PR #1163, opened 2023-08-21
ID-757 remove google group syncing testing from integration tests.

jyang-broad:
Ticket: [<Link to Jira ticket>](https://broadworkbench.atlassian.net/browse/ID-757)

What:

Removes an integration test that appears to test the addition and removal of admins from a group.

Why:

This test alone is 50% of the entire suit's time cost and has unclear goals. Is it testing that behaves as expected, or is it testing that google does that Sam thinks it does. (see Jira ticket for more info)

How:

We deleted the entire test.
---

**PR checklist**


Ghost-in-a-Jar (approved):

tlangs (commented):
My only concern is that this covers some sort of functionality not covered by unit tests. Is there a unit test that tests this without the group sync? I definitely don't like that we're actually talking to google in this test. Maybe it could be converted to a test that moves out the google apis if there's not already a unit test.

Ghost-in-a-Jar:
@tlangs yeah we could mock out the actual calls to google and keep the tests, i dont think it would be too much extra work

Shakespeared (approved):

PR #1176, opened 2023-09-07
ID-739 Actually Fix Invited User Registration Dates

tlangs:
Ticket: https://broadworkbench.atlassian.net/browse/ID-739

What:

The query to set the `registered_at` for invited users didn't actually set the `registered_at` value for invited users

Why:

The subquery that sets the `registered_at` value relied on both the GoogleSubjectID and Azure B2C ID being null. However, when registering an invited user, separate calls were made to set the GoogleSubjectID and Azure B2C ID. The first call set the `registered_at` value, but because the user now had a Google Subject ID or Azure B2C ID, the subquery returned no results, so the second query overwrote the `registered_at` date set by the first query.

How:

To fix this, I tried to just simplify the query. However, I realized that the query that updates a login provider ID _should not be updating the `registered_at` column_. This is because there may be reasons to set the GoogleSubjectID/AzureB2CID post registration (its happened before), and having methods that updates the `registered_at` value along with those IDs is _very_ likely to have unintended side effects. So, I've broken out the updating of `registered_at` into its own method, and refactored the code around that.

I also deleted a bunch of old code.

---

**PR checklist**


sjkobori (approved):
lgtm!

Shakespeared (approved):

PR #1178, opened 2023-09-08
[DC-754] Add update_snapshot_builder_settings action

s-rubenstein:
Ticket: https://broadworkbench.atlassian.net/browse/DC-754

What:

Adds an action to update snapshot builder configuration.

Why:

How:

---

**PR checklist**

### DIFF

---------------

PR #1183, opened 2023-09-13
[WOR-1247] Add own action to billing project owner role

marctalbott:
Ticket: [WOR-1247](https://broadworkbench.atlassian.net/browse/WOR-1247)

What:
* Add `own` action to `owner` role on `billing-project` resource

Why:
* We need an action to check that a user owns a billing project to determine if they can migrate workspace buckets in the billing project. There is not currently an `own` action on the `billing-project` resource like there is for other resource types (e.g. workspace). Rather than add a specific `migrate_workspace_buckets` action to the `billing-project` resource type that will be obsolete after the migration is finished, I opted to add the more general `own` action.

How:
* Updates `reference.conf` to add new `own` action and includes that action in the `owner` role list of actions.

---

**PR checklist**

---------------

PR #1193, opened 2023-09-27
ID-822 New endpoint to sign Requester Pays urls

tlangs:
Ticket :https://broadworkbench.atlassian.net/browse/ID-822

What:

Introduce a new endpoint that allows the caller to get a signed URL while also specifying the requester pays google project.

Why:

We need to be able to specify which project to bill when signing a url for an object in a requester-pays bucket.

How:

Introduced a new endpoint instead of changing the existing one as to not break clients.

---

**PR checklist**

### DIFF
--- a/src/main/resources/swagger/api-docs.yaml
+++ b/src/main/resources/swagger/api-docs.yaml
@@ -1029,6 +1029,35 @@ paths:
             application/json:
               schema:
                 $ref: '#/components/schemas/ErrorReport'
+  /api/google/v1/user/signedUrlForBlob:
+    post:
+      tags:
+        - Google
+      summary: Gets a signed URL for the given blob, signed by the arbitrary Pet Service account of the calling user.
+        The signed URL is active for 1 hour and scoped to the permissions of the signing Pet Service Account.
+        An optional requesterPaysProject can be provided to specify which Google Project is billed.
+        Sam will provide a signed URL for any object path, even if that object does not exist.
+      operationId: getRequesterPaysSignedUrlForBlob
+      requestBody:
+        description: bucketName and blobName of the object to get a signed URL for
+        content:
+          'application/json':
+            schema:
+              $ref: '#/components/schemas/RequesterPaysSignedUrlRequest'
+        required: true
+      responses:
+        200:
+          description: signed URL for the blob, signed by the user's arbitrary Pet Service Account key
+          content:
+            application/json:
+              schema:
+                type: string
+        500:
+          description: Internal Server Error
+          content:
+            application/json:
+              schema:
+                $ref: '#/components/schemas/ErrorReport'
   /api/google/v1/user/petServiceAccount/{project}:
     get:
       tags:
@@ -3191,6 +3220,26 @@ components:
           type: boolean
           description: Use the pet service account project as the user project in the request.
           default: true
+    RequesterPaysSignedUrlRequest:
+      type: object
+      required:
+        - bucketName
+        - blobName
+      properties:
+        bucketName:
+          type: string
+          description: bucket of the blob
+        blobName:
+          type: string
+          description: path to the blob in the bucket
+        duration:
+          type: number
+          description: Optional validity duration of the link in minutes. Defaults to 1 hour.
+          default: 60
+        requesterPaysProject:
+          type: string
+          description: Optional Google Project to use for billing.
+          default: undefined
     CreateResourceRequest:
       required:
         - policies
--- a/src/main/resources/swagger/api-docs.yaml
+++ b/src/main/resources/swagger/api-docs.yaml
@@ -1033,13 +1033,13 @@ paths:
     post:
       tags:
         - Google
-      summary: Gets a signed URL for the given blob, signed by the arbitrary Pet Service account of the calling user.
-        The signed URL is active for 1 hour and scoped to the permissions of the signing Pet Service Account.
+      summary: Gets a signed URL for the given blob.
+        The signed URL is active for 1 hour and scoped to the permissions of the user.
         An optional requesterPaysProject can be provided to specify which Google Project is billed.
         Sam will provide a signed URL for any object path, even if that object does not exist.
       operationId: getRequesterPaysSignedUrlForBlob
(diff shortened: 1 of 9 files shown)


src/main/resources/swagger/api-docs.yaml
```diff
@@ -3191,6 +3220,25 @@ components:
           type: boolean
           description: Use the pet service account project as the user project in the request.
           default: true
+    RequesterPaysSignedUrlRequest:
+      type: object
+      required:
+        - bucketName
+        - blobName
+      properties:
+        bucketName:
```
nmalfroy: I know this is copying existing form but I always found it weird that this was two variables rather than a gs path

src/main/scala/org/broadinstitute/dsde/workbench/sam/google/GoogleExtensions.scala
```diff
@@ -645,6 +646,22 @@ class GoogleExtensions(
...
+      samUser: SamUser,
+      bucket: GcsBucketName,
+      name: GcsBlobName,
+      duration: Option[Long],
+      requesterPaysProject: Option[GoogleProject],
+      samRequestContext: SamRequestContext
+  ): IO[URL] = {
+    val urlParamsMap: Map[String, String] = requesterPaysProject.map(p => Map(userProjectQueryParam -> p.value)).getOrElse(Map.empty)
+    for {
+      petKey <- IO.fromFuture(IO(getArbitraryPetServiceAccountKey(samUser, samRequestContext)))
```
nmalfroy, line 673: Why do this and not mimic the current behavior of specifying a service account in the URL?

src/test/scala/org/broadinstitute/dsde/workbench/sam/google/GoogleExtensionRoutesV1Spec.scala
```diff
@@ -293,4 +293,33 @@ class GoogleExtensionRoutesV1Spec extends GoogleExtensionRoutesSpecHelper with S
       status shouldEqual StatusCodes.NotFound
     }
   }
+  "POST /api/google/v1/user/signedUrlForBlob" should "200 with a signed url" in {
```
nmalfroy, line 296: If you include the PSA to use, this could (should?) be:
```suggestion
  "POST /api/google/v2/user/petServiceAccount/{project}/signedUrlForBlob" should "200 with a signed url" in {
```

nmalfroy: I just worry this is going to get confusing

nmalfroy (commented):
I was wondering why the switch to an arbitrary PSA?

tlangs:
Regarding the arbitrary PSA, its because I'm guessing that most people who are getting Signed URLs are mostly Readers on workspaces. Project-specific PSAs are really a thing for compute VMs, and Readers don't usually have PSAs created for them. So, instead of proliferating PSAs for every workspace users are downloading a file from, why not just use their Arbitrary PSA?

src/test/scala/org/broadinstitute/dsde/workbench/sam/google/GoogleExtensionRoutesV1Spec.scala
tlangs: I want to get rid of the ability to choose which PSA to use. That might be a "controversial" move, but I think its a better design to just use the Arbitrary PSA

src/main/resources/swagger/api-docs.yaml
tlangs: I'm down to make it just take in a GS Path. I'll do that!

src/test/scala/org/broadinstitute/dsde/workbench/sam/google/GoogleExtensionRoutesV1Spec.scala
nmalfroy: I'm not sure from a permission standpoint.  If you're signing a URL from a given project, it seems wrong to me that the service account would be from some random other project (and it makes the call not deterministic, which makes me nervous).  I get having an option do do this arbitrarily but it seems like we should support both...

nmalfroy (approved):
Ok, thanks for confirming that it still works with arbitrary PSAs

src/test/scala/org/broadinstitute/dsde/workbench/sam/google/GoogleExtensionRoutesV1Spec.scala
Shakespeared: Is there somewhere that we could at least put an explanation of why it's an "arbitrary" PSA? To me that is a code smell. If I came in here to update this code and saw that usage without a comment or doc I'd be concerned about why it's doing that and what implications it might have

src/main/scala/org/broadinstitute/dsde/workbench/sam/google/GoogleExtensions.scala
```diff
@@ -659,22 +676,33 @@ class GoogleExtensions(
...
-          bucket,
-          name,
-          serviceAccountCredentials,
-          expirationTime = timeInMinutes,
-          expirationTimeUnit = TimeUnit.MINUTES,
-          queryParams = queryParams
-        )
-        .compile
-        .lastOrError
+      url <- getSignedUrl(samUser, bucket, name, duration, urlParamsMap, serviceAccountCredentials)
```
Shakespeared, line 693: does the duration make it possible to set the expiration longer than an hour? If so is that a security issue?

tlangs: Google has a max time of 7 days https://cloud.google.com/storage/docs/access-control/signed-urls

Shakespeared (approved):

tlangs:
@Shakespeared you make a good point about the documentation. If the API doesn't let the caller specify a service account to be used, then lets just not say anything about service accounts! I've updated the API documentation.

---------------

Description of the task ::
Looking at the records above, say how many of their lines include the word "endpoint", with no other words.

Your solution ::
3